Plan graphs were proposed in [8]. A plan graph, which contains actions and propositions labelled as either true, false or unknown, is built from a planning problem and updated based on the observations. Rather than calling a planner, the graph is used to calculate the cost of reaching the goals. Our Action Graph structure differs greatly from a plan graph, as Action Graphs only contain actions and the constraints between those actions.

More recently, Pereira et al. [44, 46] significantly reduced the recognition time by finding landmarks. Our experiments show a comparison with this approach. This work has been expanded to handle incomplete domain models [45], i.e. GR problems with incomplete preconditions and effects, and its accuracy has been very recently improved by Wilken et al. [64]. In future work, we will explore applying our work to incomplete domain models and comparing to the work of Wilken et al. [64].

9 Conclusion

Our novel approach to goal recognition aims to handle problems in which the defined initial state is inaccurate. An inaccurate initial state contains fluents whose value is unknown and/or incorrect. For instance, if an item or agent (e.g. cup or human) is occluded its location is indeterminable, and thus, possibly defined incorrectly. Our approach transforms a PDDL defined GR problem into an Action Graph, which models the order constraints between actions. Each node is labelled with the minimum number of DEP and ORDERED/AND nodes, traversed to reach it from each goal. When an action is observed, the goals’ probability is updated based on either the distance the action’s associated node is from the goals or, if the current and prior observation are connected via a DEP or ORDERED/AND node, the change in distance. Experiments proved that when the fluents have incorrect values in the initial state, e.g. because they are unknown or sensed/determined incorrectly, the performance of our approach is unaffected.

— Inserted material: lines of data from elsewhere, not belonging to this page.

PR #4535, opened 2026-05-29
MCR-6279 Fix links to submission form guidance page

vyakusha:
## Summary
Links to the submission form guidance page should scroll to the different sections of the page depending on context
#### Related issues
[MCR-6279](https://jiraent.cms.gov/browse/MCR-6279)
## QA guidance
Click on links to submission form guidance page. See if it scrolls to the section noted in the link.

## PR Reminders

### DIFF
--- a/services/app-web/src/pages/App/AppRoutes.tsx
+++ b/services/app-web/src/pages/App/AppRoutes.tsx
@@ -77,24 +77,6 @@ import { CreateOauthClient } from '../Settings/Oauth/CreateOauthClient'
 import { User } from '../../gen/gqlClient'
 import { AddLocalUser } from '../../localAuth/AddLocalUser'
 
-const RedirectPreservingHash = ({
-    pathname,
-}: {
-    pathname: string
-}): React.ReactElement => {
-    const location = useLocation()
-
-    return (
-        <Navigate
-            to={{
-                pathname,
-                hash: location.hash,
-            }}
-            replace
-        />
-    )
-}
-
 const CMSUploadQuestionsRoute = ({
     loggedInUser,
     children,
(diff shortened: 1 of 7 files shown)


services/app-web/src/pages/App/AppRoutes.tsx
```diff
@@ -77,6 +77,24 @@ import { CreateOauthClient } from '../Settings/Oauth/CreateOauthClient'
 import { User } from '../../gen/gqlClient'
 import { AddLocalUser } from '../../localAuth/AddLocalUser'
 
+const RedirectPreservingHash = ({
```
JasonLin0991: **Suggestion**: This works, but I think the core issue here is that the help text links on the form pages are routing to the old url paths.

```ts
<ReactRouterLinkWithLogging
    variant="external"
    to={{
        pathname: '/help',
        hash: '#submission-description',
    }}
    target="_blank"
    className="display-inline-block"
>
    View description examples
</ReactRouterLinkWithLogging>
```

I would update those links so they are pointing to the correct paths instead of adding a wrapper with a hook to fix this. We want the fix to be direct to the core issue so anyone looking at the link knows where it is going instead of having to know that there is a wrapper that resolves the mismatch the link to the actual path.

vyakusha: Ok, I updated relevant links. Agree, it makes for more straightforward fix. Wrapper with a hook was an attempt to localize the fix to one place.

JasonLin0991 (approved):
Looks good.

There is one page that is not used in the app, but has these links `SingleRateCert.tsx`. Lets update that too incase one day we enable it.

In future work, we intend to apply our Action Graph method to further challenges associated with symbolic GR. As well as the defined initial state being inaccurate, the domain model (i.e. action definitions) could be incorrect [45]. Therefore, we will experiment with adapting the Action Graph structure based on the order observations are received. To create a more compact structure, and thus reduce the computational time of this, we will investigate grouping related actions into a single node. For instance, in the Sokoban domain, the same actions can be performed on both box1 and box2; therefore, actions, such as push(box1 loc1 loc2) and push(box2 loc1 loc2), can be grouped into a single node. Moreover, we intend to apply our GR approach to problems in which either the observed agent has multiple goals, or multiple agents have individual or joint goals [28].

Another direction for future research is to modify our approach so that the Action Graph structure expands over time. As more observation are made, new actions could be inserted and the links between actions could be adjusted. This could enable actions and sequences to be learnt. The performance of our current method could be compared to this and to recurrent neural networks (RNN) based approaches [3] using real-world data.

As developing the PDDL can be time consuming and challenging, researches have attempted to replace this manual process, with deep learning methods [1, 2]. We will explore the potential of learning the Action Graph structure from pairs of images, and then, converting the Action Graph into a PDDL defined domain. Which, subsequently, could be provided as input to task planners as well as goal recognisers.